Ebenfalls zu den therapiebaren Herzrisiko-Faktoren gehört die psychische Gesundheit, respektive Krankheit. Eine unbehandelte Depression zum Beispiel gilt als Risiko für die Entwicklung einer Herzschwäche oder eines Herzinfarktes. Effektive Therapien wurden hier allerdings noch nicht identifiziert. Die sogenannten SSRI (Serotonin-Wiederaufnahmehemmer) haben sich als nicht wirksam erwiesen und scheinen die Sterblichkeit zu erhöhen.
Forderung nach Interventionen auf politischer und wirtschaftlicher Ebene
Der renommierte Präventivmediziner S. Yusuf plädiert dafür, neben den biologischen Faktoren das Umfeld nicht zu vergessen. Seine Gruppe konnte nachweisen, dass zum Beispiel ein deutlicher Zusammenhang besteht zwischen der Werbe-Intensität für ungesunde Nahrung und dem Auftreten von Herzkrankheiten in der Bevölkerung.
Er fordert Interventionen auch auf politischer, wirtschaftlicher und architektonischer Ebene: Das Umfeld soll so gestaltet werden, dass das Individuum zu gesunder Ernährung motiviert wird. Diese Verpflichtung geht an die Industrie. Für genügend Bewegung müssten entsprechende Angebote wie Gehwege etc.
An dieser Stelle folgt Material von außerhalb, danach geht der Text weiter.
PR #153, opened 2019-03-07
Change embedded DefaultSyncFileLimit to 500

bcomnes:
We are also setting this as a default on BitBalloon, but in case anyone uses this elsewhere, they will get the correct default.

### DIFF
--- a/go/porcelain/netlify_client.go
+++ b/go/porcelain/netlify_client.go
@@ -8,7 +8,7 @@ import (
 	"github.com/netlify/open-api/go/porcelain/http"
 )
 
-const DefaultSyncFileLimit = 7000
+const DefaultSyncFileLimit = 500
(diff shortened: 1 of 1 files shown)


go/porcelain/netlify_client.go
```diff
@@ -55,7 +55,9 @@ type Netlify struct {
 }
 
 func (n *Netlify) SetSyncFileLimit(limit int) {
-	n.syncFileLimit = limit
+	if limit > 0 {
+		n.syncFileLimit = limit
+	}
```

Anreize schaffen.
Wichter Präventionsfaktor: Der Blutdruck
Ein wichtiger Risikofaktor für Herzgefässerkrankungen ist der Bluthochdruck. Eine gute Blutdruckkontrolle hängt nicht nur von einer optimierten Therapie, sondern auch von der richtigen Messung des Blutdrucks ab.
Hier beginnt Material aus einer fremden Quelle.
PR #4019, opened 2026-01-05
Update to TaskChampion 3.0.1

djmitche:
The `Replica` type is now generic over the storage, which means supporting both Sqlite and in-memory storage would lead to monomorphization for both types, leading to unnecessary code bloat for a storage type (in-memory) only used in tests. These tests are updated to use an on-disk DB instead.

This uses 3.0.1 to get the fix from https://github.com/GothenburgBitFactory/taskchampion/issues/660.


felixschurk (approved):
Looks good!

PR #4034, opened 2026-01-19
test/README.md: Clarify how to run python tests

ryneeverett:
The changes involved in the switch to cmake/ctest broke the ability to run python tests directly from the source.


djmitche (approved):
Nice, thanks!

Neue Erkenntnisse zeigen, dass eine einzelne Messung nicht sehr aussagekräftig ist für den wahren Wert. Viel genauer ist ein Mittelwert verschiedener Messungen; Veränderungen des Blutdrucks müssen mitberücksichtigt werden sowie Fluktuationen aufgrund von Stress- oder Schmerz. Dies ist auch wichtig für Personen, welche ihre Blutdruckwerte zu Hause selber messen.
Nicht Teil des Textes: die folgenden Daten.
PR #4036, opened 2026-01-23
Move fish completion to vendor's directory

### LINKED ISSUE #3023: Fish completions are installed in wrong folder
Taskwarrior installs fish completions in
```
/usr/share/fish/completions
```
As stated in https://fishshell.com/docs/current/completions.html

> A directory for third-party software vendors to ship their own completions for their software, usually /usr/share/fish/vendor_completions.d;

Thus, completions should be installed in `/usr/share/fish/vendor_completions.d/`

Werkov:
I noticed that task completions won't work recently but it can be "fixed" by symlinking the completions scripts from vendor_completions.d directory as described by fish docs [1].
Use this directory by default.

Fixes #3023

Notice: ~Not tested~ CI tested, I'm open to adjustments if this is out of conventional style.

[1] https://fishshell.com/docs/current/completions.html

### DIFF
--- a/scripts/CMakeLists.txt
+++ b/scripts/CMakeLists.txt
@@ -1,6 +1,11 @@
 cmake_minimum_required (VERSION 3.22...4.0)
-install (DIRECTORY bash fish vim hooks
+
+set(FISH_COMPLETIONSDIR share/fish/vendor_completions.d)
+
+install (DIRECTORY bash vim hooks
          DESTINATION ${TASK_DOCDIR}/scripts)
+install (FILES fish/task.fish
+         DESTINATION ${FISH_COMPLETIONSDIR})
 install (FILES zsh/_task
          DESTINATION share/zsh/site-functions)
 install (DIRECTORY add-ons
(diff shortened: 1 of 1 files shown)


Werkov:
This should fix #3023 but some futher work may need to be done in distros (e.g. add dependency on `fish-devel` + not move the completions file in [openSUSE](https://build.opensuse.org/projects/openSUSE:Factory/packages/taskwarrior/files/taskwarrior.spec?expand=1))

djmitche:
This looks OK to me, but I'd appreciate some feedback either from a package maintainer or a fish user before merging it!

Werkov:
Heh, I'm a fish user, moving the completions file [recovers the completions for me](https://github.com/GothenburgBitFactory/taskwarrior/issues/3023#issuecomment-3789670525).

djmitche:
Fair enough. @felixschurk if this looks OK to you, let's merge!

felixschurk:
Yes, looks fine. :)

Gemäss den 2009 publizierten europäischen Richtlinien ist bei gesunden Erwachsenen ein Blutdruckwert von weniger als 140/90 mmHg anzustreben. Bei Personen mit Diabetes, Nierenproblemen oder anderen Risikofaktoren (vorausgegangener Hirnschlag, Herzinfarkt) ist ein Blutdruck von weniger als 130/80 mmHg anzustreben.
Um möglichst viele Herzgefäss-Erkrankungen zu verhindern, muss die Blutdrucksenkung rasch – idealerweise innerhalb von 3 Monaten – erfolgen. Dazu ist häufig eine Kombinationstherapie mit verschiedenen Wirkstoffen notwendig.